The study ultimately surfaces a critical operational variable absent from most invasion-focused wargames, concluding that “the decisive variable could be the method of seizure” and that a contested military assault produces enduring resistance. Such as move would require a counterinsurgency response rather than administrative assimilation. Professor Gleiman’s companion essay, “It’s Time: Recognizing the Taiwanese Nation State” (SWJ, January 2026), extends the argument by contending that the international community’s diplomatic silence actively enforces Beijing’s preferred narrative, and that Beijing has already secured “victory over whether Taiwan’s existence can be acknowledged in polite company.”

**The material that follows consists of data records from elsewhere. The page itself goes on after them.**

PR #1339, opened 2025-12-07
[MISC] Parallel cluster call

dragomirp:
* Update llibs and switch to snap lib package
* Split off TLS transfer from the internal TLS lib
* Switch to parallel calls to the cluster Patroni API with httpx

## Checklist


src/relations/tls_transfer.py
dragomirp: Splitting off from the Postgresql tls lib, so that we can also update the lib for PGB, which doesn't implement TLS transfer ATM.

carlcsaposs-canonical (commented):
looks good except disabling TLS verification

(will defer to @taurus-forever if it's safe to merge without TLS verification)

taurus-forever (dismissed):
LGTM! Great!

carlcsaposs-canonical (dismissed):

carlcsaposs-canonical (approved):

taurus-forever (approved):

PR #1378, opened 2026-01-15
[DPE-9205] Update endpoint in pre-refresh check

dragomirp:
Update the relation endpoints when switching over, so that clients don't have to wait for topology observer to update the relation.

## Checklist


taurus-forever:
That actually fixes pre-refresh-check (as always executed on /leader).
The action promote-to-primary is also works faster (due to topology observer events). Still it takes ~20 seconds.
@dragomirp merging? 

BTW, does all CI tests passed with the first try?

taurus-forever (dismissed):

marceloneppel (dismissed):

carlcsaposs-canonical (approved):

marceloneppel (approved):

PR #1392, opened 2026-01-21
[MISC] Wait for TLS enablement before trying to restart

dragomirp:
Should fix the leader unit getting stuck in `failed to restart PostgreSQL` e.g. https://github.com/canonical/pgbouncer-operator/actions/runs/21205354687/job/61001472414?pr=609#step:11:14

Reducing the amount of cluster call retries can lead to the leader unit trying to restart before TLS is enabled/disabled on the Patroni REST API. Adding call to `/health` endpoint to make sure that the TLS changes have been applied before starting the TLS rolling restart.

## Checklist


carlcsaposs-canonical (approved):

taurus-forever (approved):
This is a nice catch! Thank you!

PR #1420, opened 2026-02-04
[DPE-8932] Expose PG stats configuration (16/edge)

dragomirp:
Expose config parameters for pg_stat_statements.

Specification is DA249.

## Checklist


src/charm.py
```diff
@@ -2594,6 +2594,18 @@ def _build_postgresql_parameters(self) -> dict[str, str] | None:
             logger.debug(f"pg_parameters set to worker_configs = {pg_parameters}")
         pg_parameters.pop("maximum_lag_on_failover", None)
 
+        # TODO shouldn't be needed with a prefix
```
taurus-forever: Please pass this into spec to Mohamed to choose, 
there are no good match so far, the best we have already are: durability- or optimizer-
but maybe new performance- will be his choise.

marceloneppel (approved):

carlcsaposs-canonical (approved):

PR #1507, opened 2026-03-05
refactor: use jubilant for main integration tests

imanenami:
## Issue

Migration of tests to `jubilant`. All test files in the `tests/integration` root folder are migrated. HA & new_relations tests are skipped for now, to see how comfortable we are with this approach...

## Solution

Experimented with an Adapter-based approach. Quick and easy. Each test file took 5-10 min. to migrate once the adapters module was mature. 

### Findings:

- The `model.block_until` method of `python-libjuju` is hard to adapt, the current implementation tries to leverage `jubilant.Juju.wait`, but comes with a performance penalty.

## Checklist


taurus-forever (commented):
Wow, this is massive, but promising.
LGTM from my side, but some questions first.
The decision here is on @marceloneppel

tests/integration/jubilant_helpers.py
```diff
@@ -428,3 +451,1265 @@ def check_for_fix_log_message(juju: jubilant.Juju, unit_name: str) -> bool:
         "This may indicate the code path was not triggered or permissions were already correct."
     )
     return False
+
+
+#################################################
+#                                               #
+#              Adapted Helpers                  #
+#                                               #
+#################################################
```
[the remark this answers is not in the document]
imanenami: These are helpers which had not been ported to `jubilant_helpers`. Ideally, I think we should not extend the old helpers module, and get rid of that when all tests are migrated...

marceloneppel (approved):
LGTM! Thanks for the awesome work on this migration — it will help us a lot. The adapter approach works well for the tests migrated here, and the `block_until` fix was the right call.

One thing to be aware of: `ModelAdapter.relations` (adapters.py:505) is missing a `return` statement — it calls `self.get_relations(self.units.values())` but discards the result, so the property always returns `None`. No migrated test hits it yet, but `has_relation_exited` / `wait_for_relation_removed_between` will crash with `TypeError` when they're called.

marceloneppel (dismissed):
LGTM! Thanks for the awesome work on this migration — it will help us a lot. The adapter approach works well for the tests migrated here, and the `block_until` fix was the right call.

One thing to be aware of: `ModelAdapter.relations` (adapters.py:505) is missing a `return` statement — it calls `self.get_relations(self.units.values())` but discards the result, so the property always returns `None`. No migrated test hits it yet, but `has_relation_exited` / `wait_for_relation_removed_between` will crash with `TypeError` when they're called.

marceloneppel (dismissed):

dragomirp (dismissed):
LGTM. Great work!

tests/integration/jubilant_helpers.py
```diff
@@ -428,3 +451,1265 @@ def check_for_fix_log_message(juju: jubilant.Juju, unit_name: str) -> bool:
...
+
+def get_cluster_roles(
+    juju: JujuFixture, unit_name: str, use_ip_from_inside: bool = False
+) -> dict[str, str | list[str] | None]:
+    """Returns whether the unit a replica in the cluster."""
+    unit_ip = (
+        get_ip_from_inside_the_unit(juju, unit_name)
+        if use_ip_from_inside
+        else get_unit_ip(juju, unit_name)
+    )
```
dimaqq: `use_ip_from_inside` doesn't appear to be used, or at least I can't see any match in this PR.

imanenami:
@marceloneppel @dragomirp 

Sorry for making the reviews stale, I just had to rebase and sign the commits, and did some final, small tidy ups in this commit: https://github.com/canonical/postgresql-operator/pull/1507/commits/4193ae9cd4a92a070805842e195886f45a08faf8

I'd also like to thank all the reviewers who provided valuable input. 

No need to mention that the decision to merge this or not is completely on the repo's maintainers, specially @marceloneppel. I have plans to make the migration full and remove `pytest-operator` dependency altogether in a follow-up PR (The same way I did in this [Kafka PR](https://github.com/canonical/kafka-operator/pull/449)) so I'd highly appreciate if we keep the branch and not delete it :heart:

marceloneppel (dismissed):
Thanks for the work on this, @imanenami! I've re-reviewed after the rebase, and the changes look good. Approving. Looking forward to the follow-up PR to go fully Jubilant-native, like the Kafka one! If the branch gets auto-deleted after the merge, we can restore it.

dragomirp (dismissed):

taurus-forever (dismissed):
Let's give it a try as 1) it works 2) build more experience and confidence in Jubilant 3) can help us merge PG14+PG16 tests.

We are open for AI tests rewrite to native Jubilant. @tonyandrewmeyer can you help us make it success story?

marceloneppel (approved):

tests/integration/jubilant_helpers.py
```diff
@@ -430,3 +453,1255 @@ def check_for_fix_log_message(juju: jubilant.Juju, unit_name: str) -> bool:
...
+
+
+#################################################
+#                                               #
+#              Adapted Helpers                  #
+#                                               #
+#################################################
+
+
+CHARM_BASE = "ubuntu@22.04"
```
taurus-forever, line 465: should we use Nobel by default for 16/edge?

taurus-forever (approved):
LGTM. Let's give it a try! Thank you Imam!

tests/integration/jubilant_helpers.py
dragomirp: We can most probably ignore the base in cases the charm isn't multibase.

dragomirp (approved):

PR #1579, opened 2026-04-03
Remove on push check_docs.yaml

carlcsaposs-canonical:
16/edge was missing, but doesn't make sense to run on push in addition to PRs—it will only impact things on PRs. Still available as workflow_dispatch if needed


a-velasco (dismissed):

.github/workflows/check_docs.yaml
taurus-forever: @a-velasco should this workflow be completely removed as no longer necessary?

taurus-forever (dismissed):

dragomirp (dismissed):

marceloneppel (dismissed):

.github/workflows/automatic-doc-checks.yml
a-velasco: This workflow is for RTD-hosted docs, we need it! (unrelated to Discourse sync)

dragomirp (approved):

marceloneppel (approved):

PR #1587, opened 2026-04-06
[DPE-10370] fix(backups): reject standby backup actions and harden async replication

marceloneppel:
## Issue

In async replication setups, backup actions on standby clusters should fail with clear guidance to run on the primary cluster. Today those actions can still run and fail later with less actionable errors.

Also, `create-replication` could fail when the relation exists but remote units have not published their addresses yet, and relation-changed re-emission could run before any related unit exists.

## Solution

- Add standby-cluster detection in `PostgreSQLBackups` and fail early for `create-backup`, `list-backups`, and `restore` with explicit action-specific messages.
- Harden async replication relation handling by failing early when the relation has no remote units yet, and by guarding relation-changed re-emission when there are no related units.
- Reword the async-replication action failures from "pod addresses" to "unit addresses" to match VM terminology (user-facing message change).
- Add a jubilant-based Ceph-backed async-replication backup integration test under `tests/integration/high_availability/`, mirroring the jubilant implementation: add the `jubilant` dependency, a `juju` conftest fixture, and a `high_availability_helpers_new` helper module.
- The test verifies a backup succeeds on the primary cluster and is rejected on the standby with the expected message. It configures the s3-integrator at deploy time and waits for it to reach blocked status before syncing credentials (avoids a provisioning race), runs `create-backup` on the primary unit (the charm requires TLS for replica backups), and gives the second model its own `Juju` instance so teardown doesn't leak the temp model.
- Update the microceph fixture to use a non-loopback host IP for TLS SAN/certificate usage (this allows local testing in more environments).

## Checklist

Port of https://github.com/canonical/postgresql-operator/pull/1602 and https://github.com/canonical/postgresql-operator/pull/1635.


taurus-forever:
@marceloneppel it looks like the only failing test here is lack of Juju 2.9 support in testcase:
```
jubilant._juju.CLIError: Command '['juju', 'deploy', '--model', 'testing', '/root/snap/juju/common/tmp26du3zd6/_temp.charm', 'db1', '--base', 'ubuntu@22.04', '--config', 'profile=testing', '--constraints', 'arch=amd64', '--num-units', '3']' returned non-zero exit status 2.
Stderr:
ERROR option provided but not defined: --base
```

--base is missing for Juju 2.9 --series should be used there.... otherwise we should run this test for Juju 3.6+ only.
WDYT?

marceloneppel:
> @marceloneppel it looks like the only failing test here is lack of Juju 2.9 support in testcase:
> 
> ```
> jubilant._juju.CLIError: Command '['juju', 'deploy', '--model', 'testing', '/root/snap/juju/common/tmp26du3zd6/_temp.charm', 'db1', '--base', 'ubuntu@22.04', '--config', 'profile=testing', '--constraints', 'arch=amd64', '--num-units', '3']' returned non-zero exit status 2.
> Stderr:
> ERROR option provided but not defined: --base
> ```
> 
> --base is missing for Juju 2.9 --series should be used there.... otherwise we should run this test for Juju 3.6+ only. WDYT?

You're right, @taurus-forever. I fixed that on https://github.com/canonical/postgresql-operator/pull/1587/changes/7bf37f43bbb701360d68805963c07ca9767869b6, as the async replication feature is 3.4.2+ only.

taurus-forever (dismissed):
Nice, thank you!

taurus-forever (approved):
Thank you!

dragomirp (approved):

Issue #1329, opened 2025-12-03
S3 backups fail on the non-primary site if cross-site replication is enabled with the error message `Stanza was not initialised`


przemeklal:
## Steps to reproduce

1. Set up cross-site replication in postgresql.
2. Set up s3-integrator charm.
3. `juju run -m pgsddev-swarm-a postgresql/0 create-backup` fails on all units in the non-primary postgresql model with a confusing message
```
$ juju run postgresql/0 create-backup
Running operation 71 with 1 task
  - task 72 on unit-postgresql-0

Waiting for task 72...
Action id 72 failed: Stanza was not initialised

$ juju run postgresql/1 create-backup
Running operation 73 with 1 task
  - task 74 on unit-postgresql-1

Waiting for task 74...
Action id 74 failed: Stanza was not initialised

```

Backups work as expected on the primary site.

## Expected behavior

Either the backups should work or the error message should be clearer if it's not supported.
Also, this results in a number of COS alerts about `PgBackRestBackupTooOld` since the backups don't work.

## Actual behavior
Explained above `Action id xx failed: Stanza was not initialised` on all non-primary-site units.

## Versions

Operating system: Ubuntu 24.04.3 LTS

Juju CLI: 3.5.7-genericlinux-amd64

Juju agent: 3.6.7

Charm revision: 16/stable      952

LXD: 5.21.4 LTS

## Log output

Juju debug log: 
```
unit-postgresql-0: 15:25:25 INFO unit.postgresql/0.juju-log backups:A full backup has been requested on unit
unit-postgresql-0: 15:25:25 ERROR unit.postgresql/0.juju-log backups:Backup failed: Stanza was not initialised
```

PR #1602, opened 2026-04-08
[DPE-9010] fix(backups): reject standby backup actions and harden async replication

marceloneppel:
## Issue

In async replication setups, backup actions on standby clusters should fail with clear guidance to run on the primary cluster. Today those actions can still run and fail later with less actionable errors.

Also, `create-replication` could hit an uncaught `StopIteration` when the relation exists but no remote units have published addresses yet.

## Solution

- Add standby-cluster detection in `PostgreSQLBackups` and fail early for `create-backup`, `list-backups`, and `restore` with explicit action-specific messages.
- Harden async replication relation handling by failing early when the relation is missing or has no remote units yet, and by guarding relation-changed re-emission when there are no related units.
- Add a Juju3/Ceph-backed integration test that verifies backup works on the primary cluster and is rejected on the standby cluster with the expected message.
- Update the microceph fixture to use a non-loopback host IP for TLS SAN/certificate usage (this allows local testing in more environments).

## Checklist

Fixes https://github.com/canonical/postgresql-operator/issues/1329.


taurus-forever (approved):
THANK YOU! ❤️

dragomirp (approved):

Issue #1241, opened 2023-09-09
advanced_mode flag is not passed to underlying `request` method preventing handling of 429 rate limit


2ps:
several methods of `atlassian.rest_client.AtlassianRestAPI`, like the `post` method, do not propagate the `advanced_mode` flag to the underlying `request` method.  Because that flag is not propagated to the underlying call, rate limit exceptions are thrown and graceful handling of a 429 status code by using the response headers is not possible.  

Proposed fix:  pass the `advanced_mode` flag passed into functions like `post` to the underlying `request` method.

gonchik:
@2ps please share PR

Spacetown:
It will be better to handle the 429 on our own, hiding the logic from the user. The user never wants to abort the script because of rate limits.

We should work on #904.

2ps:
This can be closed, it is addressed in a merged PR.

PR #1243, opened 2023-09-09
[ISSUE-1241] #1241, added propagation of `advanced_mode` flag 

2ps:
#1241 

added propagation of the `advanced_mode` flag for `put`, `post`, `patch`, and `delete` functions.  Prior to this change, the `advanced_mode` flag was only propagated to the `request` method for `get` calls.  The `advanced_mode` `requests.Response` object is very useful in having code gracefully handle rate limit 429 responses from the server since the response headers will include the necessary backoff information that the client should use before making another request.

### DIFF
--- a/atlassian/rest_client.py
+++ b/atlassian/rest_client.py
@@ -343,6 +343,7 @@ class AtlassianRestAPI(object):
             params=params,
             trailing=trailing,
             absolute=absolute,
+            advanced_mode=advanced_mode,
         )
         if self.advanced_mode or advanced_mode:
             return response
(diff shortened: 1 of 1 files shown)


gonchik:
@2ps  could you update a docs please?

2ps:
> @2ps could you update a docs please?

Apologies for missing this.  Will address in a separate PR since this one has already been merged.

2ps:
> @2ps could you update a docs please?

My bad, it looks like this was already included in the docs for put, post, patch, and delete but just had not been wired in.  At least from my review there were no docs to update.  Please do point me in the right direction if I have overlooked something.

Issue #1242, opened 2023-09-09
rest_client.py error on line 481 when values or keys are integers


2ps:
We should use `%`, `.format`, or f-strings instead for situations when keys or values are integers, since `+` does not automatically type-convert for us.

Spacetown:
I think that the user should provide the data with the correct types. There can be parameters which need to be integers.

2ps:
This is in exception handling, I don't see how the user can specify which values are in the response header, although I am happy to hear suggestions.

2ps:
[https://github.com/atlassian-api/atlassian-python-api/pull/1244](url) addresses this issue.

2ps:
@Spacetown  @gonchik  could I please get your review on this at your convenience?

Spacetown:
Ok, for exception handling this can be done. Next time you should use a permalink instead of a line number without a link.

Zircoz:
Fixed in `rest_client.py`: URL parameters are now encoded via `urllib.parse.urlencode()` (line 466), which correctly handles integer keys and values — no more `TypeError` from string concatenation.

PR #1244, opened 2023-09-09
[ISSUE-1242]  prevented weird exceptions related to integer handling

2ps:
if keys or values in the response json are `int`s, the `k + ": " + v` expression will fail because an `int` is not a `str`.  In order to avoid this, we can either use `%`-formatting, `.format` formatting, or f-strings.  I chose f-strings for usability, but regardless of which direction, the issue should be addressed one of those ways.

addresses #1242

### DIFF
--- a/atlassian/rest_client.py
+++ b/atlassian/rest_client.py
@@ -477,7 +477,7 @@ class AtlassianRestAPI(object):
             try:
                 j = response.json()
                 if self.url == "https://api.atlassian.com":
-                    error_msg = "\n".join([k + ": " + v for k, v in j.items()])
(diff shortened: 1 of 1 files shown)


gonchik:
@2ps  could wrap via str() instead of f-strings. 
Because it will break 2.7 compatibility

gonchik:
@2ps please use format in that situation please?

2ps:
Apologies

> @2ps please use format in that situation please?

Apologies for the late response, will do.  That said, the setup.py file indicates that python2 isn't supported -- we may also want to update that to indicate support for python 2 and the eol'd python 2.7.

gonchik:
Thanks

PR #1245, opened 2023-09-13
feat(insight): implement get objectschema objecttypes flat

gardar:


gonchik:
@gardar thank you! :) 
also, I will be happy if you add some word into insight.rst file ;)

gardar:
> also, I will be happy if you add some word into insight.rst file ;) 

Sure, but where is it located?

gonchik:
@gardar it's not generating automatically :(

gardar:
> @gardar it's not generating automatically :( 
> 

I would think that would be trivial to add, since you are already using sphinx and have docstrings for most functions, you even have the autodoc extension loaded 🙂

https://www.sphinx-doc.org/en/master/tutorial/automatic-doc-generation.html

gonchik:
@gardar  will be happy if you fix that :)

PR #1255, opened 2023-09-28
Add Content-Type to calls to Assets in cloud

tester22:
I experienced 415 error messages due to missing headers when making put and post calls to Assets in cloud.


gonchik:
@tester22 Thanks!

PR #1262, opened 2023-10-16
Add Python 3.12 CI build

offa:
Initial steps to support Python 3.12.


offa:
Wired, setuptools seems missing even though it's installed.

```
#22 1.434       ERROR: Can not execute `setup.py` since setuptools is not available in the build environment.
```

gonchik:
https://github.com/pypa/setuptools/issues/3661

PR #1326, opened 2024-02-03
Fixed Pull Requests Activities path

roboqo:
Non existing API endpoint was used in the latest version, so this PR fixes that.

### DIFF
--- a/atlassian/bitbucket/__init__.py
+++ b/atlassian/bitbucket/__init__.py
@@ -1781,7 +1781,7 @@ class Bitbucket(BitbucketBase):
         :param start:
         :return:
         """
-        url = "{}/activities".format(self._url_pull_request(project_key, repository_slug, pull_request_id))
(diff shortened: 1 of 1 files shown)


SkylerSalvato:
@roboqo @gonchik 

Hi, my team uses this with the Bitbucket Server REST API, and the endpoint actually still uses `activities`.
Would it be possible to implement this change specifically for Bitbucket Cloud, similar to the following?

https://github.com/roboqo/atlassian-python-api/blob/94d8475a445a5890258ff3049c149a8a7faa7ca4/atlassian/bitbucket/__init__.py#L1552-L1556

SkylerSalvato:
See my proposed change here: #1336

taniajtaniaj:
Hi,
This change breaks our system. Our bitbucket supports "activities" but not "activity" ...

gonchik:
@roboqo  @taniajtaniaj I will publish a new release in a few hours

taniajtaniaj:
thanks a lot! very much appreciated!!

If the PRC’s coercion operates by isolating Taiwan through centralized pressure on national governments, the counterstrategy must distribute recognition across a decentralized network of actors too numerous and too dispersed for Beijing to effectively coerce.
All three publications converge on a single operational conclusion, which is that decisive contest will shift immediately from invasion to occupation, legitimacy, and resistance. Political recognition of Taiwan therefore directly shapes outcomes across all three domains. For practitioners, the implication requires no translation: resistance frameworks, legal authorities for shadow governance, and resilience networks require investment now, well before any crisis arrives.